# Auch Asrock P67 Pro3 bietet PCIe-Gen3-Support



## Mr.Knister (20. März 2012)

Der PCI-Express-x16-Slot des Sockel-1155-Mainboard P67 Pro3 von Asrock soll im Zusammenspiel mit einer Ivy-Bridge-CPU inklusive entsprechendem BIOS Unterstützung für die dritte Generation dieser Schnittstelle bieten.
Dies bestätigte mir der Herstellersupport auf Anfrage in einer E-Mail.

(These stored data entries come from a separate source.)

PR #120, opened 2016-10-20
Flip friction value

islemaster:
Proposed breaking change: Reverse the meaning and default value of the Sprite `friction` property so that zero means 'no friction' and 1 means 'full friction.'

Suggested by @molleindustria in https://github.com/molleindustria/p5.play/pull/114#issuecomment-254623761, and I agree this is more intuitive.
# New Tests

```
  Sprite
    friction
      ✓ has no effect on update() when set to 0 
      ✓ reduces velocity to zero on update() when set to 1 
      axis-aligned
        ✓ cuts velocity in half each update when set to 0.5 
        ✓ cuts velocity to one-quarter each update when set to 0.75 
      not axis-aligned
        ✓ cuts velocity in half each update when set to 0.5 
        ✓ cuts velocity to one-quarter each update when set to 0.75 
```

### DIFF
--- a/lib/p5.play.js
+++ b/lib/p5.play.js
@@ -827,14 +827,15 @@ function Sprite(pInst, _x, _y, _w, _h) {
 
   /**
   * Friction factor, reduces the sprite's velocity.
-  * The friction should be close to 1 (eg. 0.99)
-  * 1: no friction
+  * The friction should be close to 0 (eg. 0.01)
+  * 0: no friction
+  * 1: full friction
   *
   * @property friction
   * @type {Number}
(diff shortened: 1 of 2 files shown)


islemaster:
For one insane moment I wondered if it was correct to apply friction to each axis independently; threw together [this sample](https://gist.github.com/islemaster/da2708d3340b0f0b4c988cd44d5757f9) to convince myself the existing code is right :laughing:.

islemaster:
Going ahead with this since @molleindustria brought it up in the first place. :grin:

PR #122, opened 2016-10-27
In docs, fix filtering class table of contents by member access

islemaster:
I figured it out!

out

Entries in the table of contents on class pages now show/hide with the options checkboxes just like the actual entries do.

Now I won't feel so bad documenting private methods.


islemaster:
Closing, this change is absorbed into #123.

Issue #125, opened 2016-12-09
SpriteSheets Broken in latest P5.play library


gtoast:
animation() call fails to animate.  Even the "Animation - sprite sheet" demo example fails to actually animate the spritesheet. 

Prints message:  Warning undefined frame 0 p5.js:12477

adibbehjat:
+1

molleindustria:
I encountered that too and I'm using an old version in my class. I'll try to investigate but these are not my changes...

gtoast:
I think I found the source of this bug. I'll attempt a patch in a couple hours.

SnipedCode:
Hi, I get very strange result with SpriteSheets. I can't get it work, I copy paste the exemple, image everything and still.... I saw a fix I changed the original file according to the mentioned modification but again, it's not working.. after a day trying and trying... is someone aware of a problem loading SpriteSheets ? please help me understand why I can't load my animation.

galinabee:
I'm having this issue when trying to start up [http://molleindustria.github.io/p5.play/examples/index.html?fileName=animation.js]. Any suggestions?

luyingzhang:
> I'm having this issue when trying to start up [this example](http://molleindustria.github.io/p5.play/examples/index.html?fileName=animation.js) Any suggestions?

restore to the version 0.5.4 can fix:

p5.prototype.image =
  function(img, sx, sy, sWidth, sHeight, dx, dy, dWidth, dHeight) {
  // set defaults per spec: https://goo.gl/3ykfOq
  if (arguments.length <= 5) {
    dx = sx || 0;
    dy = sy || 0;
    sx = 0;
    sy = 0;
    if (img.elt && img.elt.videoWidth && !img.canvas) { // video no canvas
      var actualW = img.elt.videoWidth;
      var actualH = img.elt.videoHeight;
      dWidth = sWidth || img.elt.width;
      dHeight = sHeight || img.elt.width*actualH/actualW;
      sWidth = actualW;
      sHeight = actualH;
    } else {
      dWidth = sWidth || img.width;
      dHeight = sHeight || img.height;
      sWidth = img.width;
      sHeight = img.height;
    }
  } else if (arguments.length === 9) {
    sx = sx || 0;
    sy = sy || 0;
    sWidth = _sAssign(sWidth, img.width);
    sHeight = _sAssign(sHeight, img.height);

    dx = dx || 0;
    dy = dy || 0;
    dWidth = dWidth || img.width;
[...]

PR #126, opened 2016-12-10
Fixed spritesheet animation

gtoast:
https://github.com/molleindustria/p5.play/issues/125

### DIFF
--- a/lib/p5.play.js
+++ b/lib/p5.play.js
@@ -3515,9 +3515,7 @@ function Animation(pInst) {
   else if (frameArguments.length === 1 && (frameArguments[0] instanceof SpriteSheet))
   {
     this.spriteSheet = frameArguments[0];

> Ja, wenn eine IVY Bridge CPU hier eingesetzt wird, ist der PCIe x16 als GEN3.
> Es muss aber das BIOS vor dem Wechsel der CPU aktualisiert werden, damit IVY Bridge unterstützt wird.



Wie auch bei einigen Boards anderer Hersteller (z.B. Asus P8P67) erfolgt die Anbindung des x16-Slots direkt an den Hauptprozessor und nicht über einen Switch. Ein solcher würde selbst mit einer Ivy-CPU bei fehlender Unterstützung des PCI-E-3.0-Standards den Slot auf die zweite Generation limitieren.
Da hier aber aufgrund nur eines verbauten Grafikslots überhaupt keiner benötigt wird, findet folglich theoretisch keine Limitierung statt.

Bemerkenswert ist hierbei, dass auf der Website des Herstellers an keiner Stelle diese Fähigkeit erwähnt wird. Womöglich handelt es sich also um eine Falschaussage des Supports oder die Information sollte aus strategischen Gründen zurückgehalten werden-das wird sich wohl erst später zeigen.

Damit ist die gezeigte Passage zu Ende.